Speaker 4: 01:21:04 Um, and he just knew to be possible and he would do, he would do them. And, um, we were jumping together a lot and, uh, on a jump that we did previously, um, on a sort of a fateful evening, he lost his life doing it. And, um, and it was a huge blow. It, it, I had friends that had died doing this thing, but when he, when Sean died, it rocked my belief system, you know, because he was always the guy that I jumped with. And when I jumped with, I felt safe with, because, um, you know, like he's, he's the guy who was going to prove that this is sustainable and he just had such a strong skill set and, and, um, and was so safe and so solid in the mountains and everything he did, you know, and so, so when he died, um, it really did rock my belief system, um, and made me realize that will, if Shawn leary can die, anybody can die doing this, you know, but at that time I had certainly lost some friends, but it wasn't as prolific, you know, in my life.
Speaker 4: 01:22:04 It hadn't reached so tight, uh, that, you know, it made me contemplate, um, as, as strongly as it does now. And, uh, you know, Dean and Graham and I, um, I mean this is a whole nother story, but dean and Graham and I, uh, met in Zion with a number of other, um, good friends of Sean's, uh, James Lucas and Mike pennings and Jimmy Hayden and Charlie Curl Linkous and, uh, Jonathan Sangha. There was a, um, you know, a group of us that were there to try and recover Sean's body. Um, Dean and Sean had this deal and they were, you know, if one of them went in, the other would try and get their body out before the, you know, not, not leave it up to the rangers to do. So I went through this experience with those guys and, um, and you know, I picked Graham up the airport.

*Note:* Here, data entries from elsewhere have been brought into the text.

PR #212, opened 2018-01-23
Fix berserk

cormacmccarthy:
The fatigue calculation was all messed up, this fixes that.

Also renames "diminish" -> "fatigue" because that makes more sense.

Adds a bunch of unit tests, removes a redundant unit test.

Tried to make things more "functional" :)

### DIFF
--- a/cards/berserk.js
+++ b/cards/berserk.js
@@ -84,7 +84,7 @@ Stroke of luck increases damage per hit by 1.`;
 	}
 
 	increaseFatigue (currentFatigue) {
-		let fatigueAmount = (currentFatigue >= 0) ? currentFatigue : this.baseFatigue;
+		const fatigueAmount = (currentFatigue > this.baseFatigue) ? currentFatigue : this.baseFatigue;
 
 		return fatigueAmount + 1;
 	}
--- a/cards/berserk.js
+++ b/cards/berserk.js
@@ -82,15 +82,15 @@ Stroke of luck increases damage per hit by 1.`;
 		return roll({ primaryDice: this.attackDice, modifier, bonusDice: player.bonusAttackDice, crit: true });
 	}
 
-	fatigueIntBonus (currentBonus, iteration) {
-		let newBonus = currentBonus;
+	fatigueIntBonus (currentBonusFatigue, iteration) {
+		let newBonusFatigue = currentBonusFatigue;
 
 		if (iteration > 1) {
-			newBonus = (newBonus >= 0) ? newBonus : this.baseDiminishment;
-			newBonus += 1;
+			newBonusFatigue = (newBonusFatigue >= 0) ? newBonusFatigue : this.baseDiminishment;
+			newBonusFatigue += 1;
 		}
 
-		return newBonus;
+		return newBonusFatigue;
 	}
 
 	effectLoop (iteration, player, target, ring, activeContestants) {
--- a/cards/berserk.js
+++ b/cards/berserk.js
@@ -29,7 +29,7 @@ class BerserkCard extends HitCard {
 		this.damageAmount = this.options.damage;
 		this.iterations = 0;
 		this.baseDiminishment = -1;
-		this.intBonusDiminishment = undefined;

Speaker 4: 01:22:50 There was a lot of deep conversations with Dean, uh, you know, so we, we experienced this thing together and then, um, you know, we continued to jump and uh, about a month later I was, um, I was jumping with a close friend of mine, uh, Ramon Ray Hos, uh, Chilean Adidas sponsored wingsuit base jumper, doing an Adidas project in the mountains here in Montana. Um, unfortunately Ramon is no longer with us either. He, he passed away in a wingsuit base jump, uh, not that long ago. And, um, we, uh, we were, we were, um, waiting for maybe an hour and 45 minutes, uh, for the wind to calm down. And I'm just listening to the mountains, listening to the cycles and um, you know, we were suited up, but we were completely comfortable with the idea of taking our wingsuits off and walking down. I'm never attached to a jump, always just going for a hike and if it happens, it happens, you know?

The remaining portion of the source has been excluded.